Figure 5. Heaving and pitching NACA0013 airfoil at $\textit {St}=0.3$, $h=c$, $\alpha _{max}=25^\circ$, $T_{min} = L_{min} = 25$ and (a) $B_F=0$, (b) $B_F=10^{-3}$ and (c) $B_F=10^{-1}$. Comparison of vorticity field.

Figure 6. Heaving and pitching NACA0013 airfoil with $\textit {St}=0.3$, $h=c$ and $\alpha _{max}=25^\circ$. Comparison of (a) thrust, (b) lift and (c) moment coefficients between the model with $T_{min} = L_{min} = 25$, $B_F = 10^{-1}$ (blue, —), the baseline model (orange, - - -), computational results of Xia & Mohseni (2017) ($\cdot \cdot \cdot \cdot \cdot \,\cdot$) and the experimental results of Izraelevitz & Triantafyllou (2014) ($\triangle$).

5. Conclusions

In this paper, we bring two contributions to the modelling of unsteady airfoil flows. As a first contribution, we have developed and validated the generalization of the hybrid model of Darakananda & Eldredge (2019) for modelling flows separating from the trailing edge of general airfoils in unsteady motions. The model enables a user-controlled reduction of computational complexity by lumping circulation from one vortex element to another without introducing any instantaneous force imbalance on the airfoil. This transfer of circulation could be applied to richer models embedding multiple bodies or/and LEV separation. To achieve the model extension, we have determined the net effect of the shape of the airfoil on the impulse of a point vortex. This contribution is computed through a recycling of the inverse of the matrix used in the standard unsteady panel method to determine the vortex strength distribution on the profile. This recycling allows a fast computation of the velocity correction the target vortex has to undergo to avoid spurious forces on the body. The remaining computational effort lies in calculation of the force error caused by the transfer of circulation between vortices over a time step.

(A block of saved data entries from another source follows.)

Issue #8632, opened 2021-10-20
Hallows end, replace hardcoded strings.


arnaucastellvi:
### Current Behaviour

The event of Hallows end (`hallows_end.cpp`) have hardcoded strings, would be good to replace it for text of broadcast_text and broadcast_text_locale.

### Expected Blizzlike Behaviour

You can modify and locate the text via DDBB.

### Source

Example of hardcoded text in src/server/scripts/Events/hallows_end.cpp

`me->MonsterYell("Prepare yourselves, the bells have tolled! Shelter your weak, your young and your old! Each of you shall pay the final sum! Cry for mercy; the reckoning has come!", LANG_UNIVERSAL, 0);`

` player->MonsterSay("Horseman rise...", LANG_UNIVERSAL, 0);`

### Steps to reproduce the problem

1- Modify text in acore_world.broadcast_text and acore_world.broadcast_text_locale where id =22695 (example text)
2- Restart worldserver and start event..
3- The modification is not appear in game.

### AC rev. hash/commit

https://github.com/azerothcore/azerothcore-wotlk/commit/ba719f0feb70827beaebb40ff5095f75e2fd4302

### Operating system

Debian 10

Kitzunu:
Fyi for the one taking this on. There are a lot of spells that needs to be scripted for this. Look at TC's file for reference =)

v-mstrs:
Completed as of https://github.com/azerothcore/azerothcore-wotlk/commit/6e39ffa64e323f8b2cf3bb24b34c0ae41a2b701d

Nyeriah:
Thanks!

PR #9976, opened 2022-01-02
fix(CORE/Events): Hallows end,  hardcoded strings replaced.

febaut:
### Changes Proposed

The event of Hallows end (hallows_end.cpp) had hardcoded strings. Were replaced according to broadcast_text.

### Issues Addressed:
Closes:  https://github.com/azerothcore/azerothcore-wotlk/issues/8632

### DIFF
--- a/src/server/scripts/Events/hallows_end.cpp
+++ b/src/server/scripts/Events/hallows_end.cpp
@@ -960,6 +960,16 @@ enum hhSounds
     SOUND_DEATH                                     = 11964,
 };
 
+enum hhTexts // broadcast_text.ID
+{
+    HH_SAY_DEATH                                    = 23455,
+    HH_SAY_PLAYER_DEATH                             = 40546,
+    HH_SAY_REJOINED                                 = 22271,
+    HH_SAY_ENTRANCE                                 = 22261,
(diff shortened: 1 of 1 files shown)


Kitzunu:
Add the entries in creature_text and reference to that instead

febaut:
Is that necessary? I saw some examples and they call from broadcast_text. Also, if I'm not wrong, broadcast table has priority.

Kitzunu:
Yea, you reference broadcast_text in creature_text. Better doing it that way so that everything is done the same.

febaut:
I've double checked and creature_text does have the texts for Headless Horseman already.

`SELECT * FROM creature_text WHERE CreatureID = 23682`

On the other hand, Say and Yell, they both refer to Talk function which uses broadcast text so no way to refer directly creature_text.

acidmanifesto (approved):

temperrr:
I can't get the headless horseman to spawn in rdf with .event start 12 and joining the headless horseman queue.... :/ (with this pr or without.)

Nyeriah:
The changes requested by Kitzunu were not addressed. Waiting feedback from the author @febaut

Issue #9860, opened 2021-12-23
[Quest] Poisoned Water - Transformed elementals do not attack


ishidinho:
### Current Behaviour

Original report: https://github.com/chromiecraft/chromiecraft/issues/2665

During the quest "Poisoned Water" in Eastern Plaguelands, you use the item [Aspect of Neptulon] to transform elemental in Discordant Surges. After the transformation the elementals do not attack you.

![WoWScrnShot_122321_161336](https://user-images.githubusercontent.com/62797536/147259657-deb8ac35-fd3e-44cc-aea6-f11fa321f165.jpg)

Tester:

The issues with the quest is confirmed.

![WoWScrnShot_122321_163845](https://user-images.githubusercontent.com/62797536/147263071-0bdaf28c-c399-4e04-8cf4-19597bde1221.jpg)

### Expected Blizzlike Behaviour

After the transformation the elementals should attack you. 

### Source

Video with timestamp: https://youtu.be/mu9t2sjrh2A?t=92

### Steps to reproduce the problem

1. `.go c 92084`
2. `.quest add 6804`
3. Use [Aspect of Neptulon] on elementals

### Extra Notes

Quest: https://wowgaming.altervista.org/aowow/?quest=6804

### AC rev. hash/commit

https://github.com/chromiecraft/azerothcore-wotlk/commit/c70cc855ff3d2724a0e0a3866b6a43db1f2faddb

### Operating system

Ubuntu

### Modules

- [mod-ah-bot](https://github.com/azerothcore/mod-ah-bot)
- [mod-cfbg](https://github.com/azerothcore/mod-cfbg)
- [mod-chat-transmitter](https://github.com/azerothcore/mod-chat-transmitter)
- [mod-chromie-xp](https://github.com/azerothcore/mod-chromie-xp)
- [mod-desertion-warnings](https://github.com/azerothcore/mod-desertion-warnings)
- [mod-duel-reset](https://github.com/azerothcore/mod-duel-reset)
- [mod-eluna-lua-engine](https://github.com/azerothcore/mod-eluna-lua-engine)
- [mod-ip-tracker](https://github.com/azerothcore/mod-ip-tracker)
- [mod-low-level-arena](https://github.com/azerothcore/mod-low-level-arena)
- [mod-multi-client-check](https://github.com/azerothcore/mod-multi-client-check)
- [mod-pvp-titles](https://github.com/azerothcore/mod-pvp-titles)
[...]

PR #9988, opened 2022-01-03
fix(DB/Quest/Creature): Poisoned Water: Transformed elementals.

febaut:
During the quest "Poisoned Water" in Eastern Plaguelands, you use the item [Aspect of Neptulon] to transform elemental in Discordant Surges. After the transformation the elementals didn't attack you. Now they do as it supposed.

## Changes Proposed:
-  Add a row to related creatures' SMART_SCRIPTS that pulls the creature on spellhit. 

## Issues Addressed:

- Closes https://github.com/azerothcore/azerothcore-wotlk/issues/9860

## Tests Performed:

- 
- 

## How to Test the Changes:

First apply the SQL scripts. Then restart the server (.reload smart might not apply the changes to spawned creatures).
1. .go c 92084
2. .quest add 6804
3. Use [Aspect of Neptulon] on elementals

- [ ]
- [ ]


data/sql/updates/pending_db_world/rev_1641244560298659050.sql
```diff
@@ -0,0 +1,4 @@
+INSERT INTO `version_db_world` (`sql_rev`) VALUES ('1641244560298659050');
+
+INSERT INTO `smart_scripts` (`entryorguid`, `source_type`, `id`, `link`, `event_type`, `event_phase_mask`, `event_chance`, `event_flags`, `event_param1`, `event_param2`, `event_param3`, `event_param4`, `event_param5`, `action_type`, `action_param1`, `action_param2`, `action_param3`, `action_param4`, `action_param5`, `action_param6`, `target_type`, `target_param1`, `target_param2`, `target_param3`, `target_param4`, `target_x`, `target_y`, `target_z`, `target_o`, `comment`) VALUES (8522, 0, 2, 0, 8, 0, 100, 0, 21332, 0, 0, 0, 0, 49, 0, 0, 0, 0, 0, 0, 7, 0, 0, 0, 0, 0, 0, 0, 0, 'Plague Monstrosity - On Spellhit \'Aspect of Neptulon\' - Start Attacking');
```
acidmanifesto, line 3:
```
INSERT INTO `smart_scripts` (`entryorguid`, `source_type`, `id`, `link`, `event_type`, `event_phase_mask`, `event_chance`, `event_flags`, `event_param1`, `event_param2`, `event_param3`, `event_param4`, `event_param5`, `action_type`, `action_param1`, `action_param2`, `action_param3`, `action_param4`, `action_param5`, `action_param6`, `target_type`, `target_param1`, `target_param2`, `target_param3`, `target_param4`, `target_x`, `target_y`, `target_z`, `target_o`, `comment`) VALUES 
(8522, 0, 2, 0, 8, 0, 100, 0, 21332, 0, 0, 0, 0, 49, 0, 0, 0, 0, 0, 0, 7, 0, 0, 0, 0, 0, 0, 0, 0, 'Plague Monstrosity - On Spellhit \'Aspect of Neptulon\' - Start Attacking'),
(8521, 0, 3, 0, 8, 0, 100, 0, 21332, 0, 0, 0, 0, 49, 0, 0, 0, 0, 0, 0, 7, 0, 0, 0, 0, 0, 0, 0, 0, 'Blighted Horror - On Spellhit \'Aspect of Neptulon\' - Start Attacking');
```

In addition, we proposed the application and extension of a control volume approach relying on velocity and its derivatives only (see Noca et al. 1999) to compute aerodynamic force and moment undergone by a body with an explicit treatment of the singularity in the wall-vorticity flux in an inviscid flow. To the best of our knowledge, this is the first time this method is involved in the computation of the aerodynamic moment. This compact formulation also opens the field to low-order simulations of multiple immersed bodies and avoids the cost and sensitivity associated with largely populated far-wake vortex sheets.

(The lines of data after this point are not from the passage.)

PR #10045, opened 2022-01-06
refactor(Core/Creature): Reworked creature aggro radius calculation

Kitzunu:
* cherry-pick commit (https://github.com/TrinityCore/TrinityCore/commit/980047763a685217e712f58b8713d48523d90ccb)

* Formulas are taken from WoW Wiki

Co-Authored-By: Ovah <18347559+Ovahlord@users.noreply.github.com>

## Changes Proposed:
-  Rework creature aggro radius calculations with formulas from WoW Wiki

## Tests Performed:

- builds

## How to Test the Changes:

1. Check general aggro radius of creatures above and below your level

for example
> The aggro radius for creatures with equal level as the player is 20 yards.

> WoW Wiki: the minimum radius seems to be 5 yards, while the maximum range is 45 yards

### DIFF
--- a/src/server/game/Entities/Creature/Creature.cpp
+++ b/src/server/game/Entities/Creature/Creature.cpp
@@ -3328,43 +3328,52 @@ void Creature::ReleaseFocus(Spell const* focusSpell)
 float Creature::GetAttackDistance(Unit const* player) const
 {
     float aggroRate = sWorld->getRate(RATE_CREATURE_AGGRO);
-
     if (aggroRate == 0)
         return 0.0f;
 
     if (!player)
         return 0.0f;
 
-    uint32 playerLevel = player->getLevelForTarget(this);
-    uint32 creatureLevel = getLevelForTarget(player);
+    // WoW Wiki: the minimum radius seems to be 5 yards, while the maximum range is 45 yards
+    float maxRadius = (45.0f * sWorld->getRate(RATE_CREATURE_AGGRO));
+    float minRadius = (5.0f * sWorld->getRate(RATE_CREATURE_AGGRO));
 
-    int32 levelDiff = static_cast<int32>(playerLevel) - static_cast<int32>(creatureLevel);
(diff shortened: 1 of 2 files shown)


acidmanifesto (approved):

T1ti:
Does this override the new creature detection_range parameter we recently added in creature_template ?

Kitzunu:
This fixes the general aggro radius calculations to be as blizzlike as we know.

I don't know where detection_range is used, but none of the removed code has any correlation with it

T1ti:
Looks like another issue then if it's not used

Kitzunu:
Do you know where detection_range is used? Because it wasn't in the previous code either for Creature::GetAttackDistance()

Kitzunu:
Ah it is used in Creature::GetAggroRange()

Kitzunu:
what is the use-case of detection_range

Kitzunu:
I just found GetAggroRange and GetAttackDistance used very weirdly in AC. I need to investigate it. Because right now they are both a hot mess.

But what I want to know to make my life a tad bit easier is.

is detection_range a random guessed value, or is it a sniffed value?
Because in DB atm we have 1, 10, 18, 20.

Kitzunu:
Ok so I have confirmed it is not sniffed, and on wowwiki it states 20yd.

So right know detection_range just looks like something made up to me with values someone took from the air

T1ti:
> Ok so I have confirmed it is not sniffed, and on wowwiki it states 20yd.
> 
> So right know detection_range just looks like something made up to me with values someone took from the air

https://github.com/azerothcore/azerothcore-wotlk/issues/5455

wow wiki is wrong, the range isn't **_always_**  20, exceptions are rare but they exist

Kitzunu:
Okay so basically a guessed value.

But now I know what I can work with.

Kitzunu:
I really can't be bothered to look into this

We have validated this model on two benchmarks: an impulsively started NACA0012 and a heaving and pitching NACA0013 airfoil. In both cases, we showed the effect of lumping vortices on the vorticity distribution in the wake of the airfoils. The main structure of the wake was conserved even though far fewer vortex elements were required to describe it. In the limit of acceptable accuracy, one single point vortex per roll-up core of the wake vortex sheet is necessary. Such an important dimensionality reduction accompanies a significant speedup allowing for real-time simulations. In addition, aerodynamic forces corroborate results obtained with the unsteady panel method of Xia & Mohseni (2017) as well as experimental results of Izraelevitz & Triantafyllou (2014). The lumping operation has shown to only degrade the accuracy in the moment coefficient at early stages of a simulation if a very large transfer of circulation occurs between the body and the starting vortex close to the body surface. This significant degradation was not observed in the case of the heaving and pitching airfoil because the airfoil is initially parallel to its towing motion and the generation of circulation in the flow is much more progressive than in the case of the impulsively started airfoil at $10^{\circ }$ of AoA. Therefore, in cases of unsteady motion of an airfoil shedding vorticity continuously from its trailing edge and without leading edge separation, our model is fully capable of capturing essential dynamics of the flow and predict the aerodynamic loads on the immersed body while offering the user the freedom to adjust the balance between accuracy and computational time.